What you have to do:
Read through the records below and copy each line that uses the word "scheduleSagaPut".

Stored data:
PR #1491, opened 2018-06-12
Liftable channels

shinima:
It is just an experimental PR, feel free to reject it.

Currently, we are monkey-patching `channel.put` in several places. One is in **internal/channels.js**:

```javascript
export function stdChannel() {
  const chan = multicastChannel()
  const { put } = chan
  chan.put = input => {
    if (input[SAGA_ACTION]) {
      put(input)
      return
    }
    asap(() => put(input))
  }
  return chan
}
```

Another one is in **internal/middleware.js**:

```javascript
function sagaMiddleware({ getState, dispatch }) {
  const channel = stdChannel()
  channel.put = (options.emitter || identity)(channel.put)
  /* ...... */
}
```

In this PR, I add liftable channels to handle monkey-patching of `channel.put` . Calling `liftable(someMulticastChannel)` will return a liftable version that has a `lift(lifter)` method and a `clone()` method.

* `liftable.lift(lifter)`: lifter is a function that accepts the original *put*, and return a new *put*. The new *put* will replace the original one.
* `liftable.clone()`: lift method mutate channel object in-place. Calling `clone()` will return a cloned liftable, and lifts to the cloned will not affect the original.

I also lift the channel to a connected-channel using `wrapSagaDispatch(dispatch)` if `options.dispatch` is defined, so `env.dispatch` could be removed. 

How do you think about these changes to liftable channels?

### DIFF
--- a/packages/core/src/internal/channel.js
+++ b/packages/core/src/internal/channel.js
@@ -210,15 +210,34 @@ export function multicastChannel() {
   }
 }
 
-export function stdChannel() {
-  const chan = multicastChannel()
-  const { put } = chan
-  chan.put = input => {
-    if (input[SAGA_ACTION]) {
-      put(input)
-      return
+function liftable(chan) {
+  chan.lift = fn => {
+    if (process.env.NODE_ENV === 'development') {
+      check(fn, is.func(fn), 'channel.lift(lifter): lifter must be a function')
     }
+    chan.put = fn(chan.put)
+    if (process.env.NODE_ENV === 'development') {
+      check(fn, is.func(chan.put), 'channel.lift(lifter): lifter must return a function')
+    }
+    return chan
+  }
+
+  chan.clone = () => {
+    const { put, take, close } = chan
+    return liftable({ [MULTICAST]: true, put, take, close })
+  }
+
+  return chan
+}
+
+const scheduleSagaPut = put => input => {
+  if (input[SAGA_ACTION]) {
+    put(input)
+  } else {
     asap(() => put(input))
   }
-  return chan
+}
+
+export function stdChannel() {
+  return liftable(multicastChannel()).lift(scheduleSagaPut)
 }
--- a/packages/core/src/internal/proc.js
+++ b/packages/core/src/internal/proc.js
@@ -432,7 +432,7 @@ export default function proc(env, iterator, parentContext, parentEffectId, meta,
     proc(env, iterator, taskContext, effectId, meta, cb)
==
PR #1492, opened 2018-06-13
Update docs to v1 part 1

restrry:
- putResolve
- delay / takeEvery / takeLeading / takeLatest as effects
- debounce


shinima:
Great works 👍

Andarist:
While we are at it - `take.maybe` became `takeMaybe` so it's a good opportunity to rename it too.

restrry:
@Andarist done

Response box:
+const scheduleSagaPut = put => input => {
+  return liftable(multicastChannel()).lift(scheduleSagaPut)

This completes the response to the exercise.